Above all, he sought to finally and definitively supplant the Aristotelian tradition of deductive reasoning as the standard method of scientific investigation. The deductive method consisted of first stating a claim and then logically deducing statements that would follow from this. This took the popular form of a syllogism—a type of argument based upon a major premise, a minor premise, and a conclusion that follows therefrom. A common syllogism at the time was: All men are mortal. Socrates is a man. Therefore, Socrates is mortal. This may be true, Bacon and others assuredly agreed. However, it was truth at the expense of knowledge. Deduction added nothing new to our original base of knowledge. The purpose of science, Bacon maintained, was not simply to derive simple truths from basic logic but to make new discoveries about the world.
Bacon published Novum Organum in 1620. This can be roughly rendered “New Methodology of Science” and was explicitly written to replace Aristotle’s Organum. Like an idol, Bacon argued, the old science had no substance and survived as a mere image, unworthy of worship. Bacon’s dismissal of Aristotelian science as a form of idol worship was critical insofar as it represented a definitive historical turning point in which the physical sciences made a break from previous, long-revered methods of investigation.
Bacon launched his vitriolic attack against idol worship on four fronts: the Idols of the Tribe, the Idols of the Cave, the Idols of the Marketplace, and the Idols of the Theatre. The Idols of the Tribe concerned the deceptive role of wishful thinking. Bacon argued that there was a general human tendency to overvalue that which agrees with one’s preconceptions and to overlook that which disagrees. To the extent that this was allowed to interfere with scientific inquiry one was easily led astray. The Idols of the Cave pointed to the subjective nature of individual understanding and how this distorted scientific thinking. Bacon argued that one of the principal challenges of science was to develop a method of inquiry that allowed scientific knowledge to grow beyond a random collection of individual beliefs and to create a common base of knowledge. The influence of individual bias and prejudice had to be somehow filtered out so that all fair-minded persons would reach the same conclusion when confronted with similar facts.
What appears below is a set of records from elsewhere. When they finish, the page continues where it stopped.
PR #8958, opened 2021-04-13
initial commit

SpectrumZX81:


orthagh (changes requested):
Hello @SpectrumZX81 

Here is a more detailed review.

PHP stuff:

- All classes in the `inc/gantt/` folder should have a `namespace Glpi\Gantt;`
- this way, all `require|require_once` become superflu
- all the calls to these classes could be done with a `use Glpi\Gantt;` on top ot the file.
- none of `include ('../inc/includes.php');` in top of classes are needed
- there a reference to a class named `ProjectTaskLink`, the class file doesn't exists in the current PR

JS: 

- your paths in the bundle are broken, you don't need `node_modules/` prefix
- ajax url path in the js/gantt-helper is absolute and is broken on my instance, you should use maybe `var url = '../ajax/gantt.php';` or use CFG_GLPI.root_doc var
- You have TODO/disabled comments present in your code

CS: there still a lot of issue here

- there's trailing spaces everywhere
- you should have an empty eof line in each file
- GLPI currently use 3 spaces indentation (this is subject to change in a near future, but we must have a good indentation before merge of this pr)

You may find the documentation about our current standards:
https://glpi-developer-documentation.readthedocs.io/en/master/codingstandards.html

CSS:

- use scss features : nested classes

More globally, i had an hard time to get the feature working on my side to at least have the view displaying.

orthagh:
closed in favor of #5212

The Idols of the Marketplace critiqued the imprecise and ambiguous use of language. In describing physical properties, Bacon maintained, it was important to move beyond words that convey a general sense (such as heavy or light) and move to a more exact language (such as forty pounds or ten pounds). He was one of the first in a long line of modern scientific thinkers to yearn for a precise language for science. The Idols of the Theatre took on the predominant philosophical systems of the day, such as Aristotelianism and Scholasticism. Here, Bacon’s critique was without mercy. These were the principal influences that shaped people’s worldviews; they precluded the discovery of the world as it truly was because they claimed to already know its true nature. In their place, Bacon sought to advance systematic observation, comparison, and experimentation.
Bacon was convinced that the true purpose of science was social progress and technological utility. He was particularly upset with those who toiled in the Aristotelian tradition because they had made little if any contribution to the technological advances that marked important developments in society (such as printing, gunpowder, or the magnet). The measure of true science, according to Bacon, was its ability to yield further inventions for society. This was the marriage of empiricism and reason. Empiricism provided a window into the world, while reason allowed one to organize knowledge of this world, thus leading to progress.
The role of reason was to provide insight into abstract relationships on the basis of empirical observations. If these abstract relationships were general truths, then they would yield information beyond the empirical observations and lead to the prediction of future observations. From this follows Bacon’s oft-repeated maxim, Knowledge is power. In a clever analogy, Bacon likened the purely rationalist approach to that of a spider who weaves a web from a substance of its own creation. The empiricist who operates without rationality was compared to the ant that gathers and uses materials with little sense of how to organize and sort them. The empiricist who deftly combines observations with rationality was likened to the bee that gathers and digests material, adding its own substance and creating a new product of higher value.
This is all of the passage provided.